_Information given_
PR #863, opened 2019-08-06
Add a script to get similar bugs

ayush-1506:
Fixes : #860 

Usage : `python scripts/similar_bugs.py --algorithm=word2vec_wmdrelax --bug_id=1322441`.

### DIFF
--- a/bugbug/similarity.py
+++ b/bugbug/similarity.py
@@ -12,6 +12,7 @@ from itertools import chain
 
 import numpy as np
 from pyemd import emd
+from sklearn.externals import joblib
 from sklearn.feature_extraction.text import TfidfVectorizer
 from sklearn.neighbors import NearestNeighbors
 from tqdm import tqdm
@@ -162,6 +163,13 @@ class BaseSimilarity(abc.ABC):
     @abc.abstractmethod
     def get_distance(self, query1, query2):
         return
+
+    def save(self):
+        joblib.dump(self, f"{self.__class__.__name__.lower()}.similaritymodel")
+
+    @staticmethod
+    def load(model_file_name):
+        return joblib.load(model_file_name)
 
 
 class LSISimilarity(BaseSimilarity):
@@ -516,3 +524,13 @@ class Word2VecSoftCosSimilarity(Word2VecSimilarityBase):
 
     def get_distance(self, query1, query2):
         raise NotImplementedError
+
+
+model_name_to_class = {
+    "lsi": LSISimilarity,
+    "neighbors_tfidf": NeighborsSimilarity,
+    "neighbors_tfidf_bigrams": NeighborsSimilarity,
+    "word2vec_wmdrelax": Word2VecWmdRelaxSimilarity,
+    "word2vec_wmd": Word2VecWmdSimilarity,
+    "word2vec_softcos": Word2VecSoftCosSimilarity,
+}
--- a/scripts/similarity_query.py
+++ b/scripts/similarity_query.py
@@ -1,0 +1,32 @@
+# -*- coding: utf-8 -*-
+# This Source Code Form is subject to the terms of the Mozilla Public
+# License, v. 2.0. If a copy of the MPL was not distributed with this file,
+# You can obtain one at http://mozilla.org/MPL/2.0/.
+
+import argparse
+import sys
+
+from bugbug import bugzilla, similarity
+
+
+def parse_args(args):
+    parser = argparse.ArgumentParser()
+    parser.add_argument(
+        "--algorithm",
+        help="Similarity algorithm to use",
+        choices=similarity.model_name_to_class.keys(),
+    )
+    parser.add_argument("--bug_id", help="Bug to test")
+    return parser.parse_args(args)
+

_What is expected_
Search the records line by line for the word "bugbug" and copy every line where it appears.

_Answer section_
--- a/bugbug/similarity.py
+++ b/bugbug/similarity.py
+from bugbug import bugzilla, similarity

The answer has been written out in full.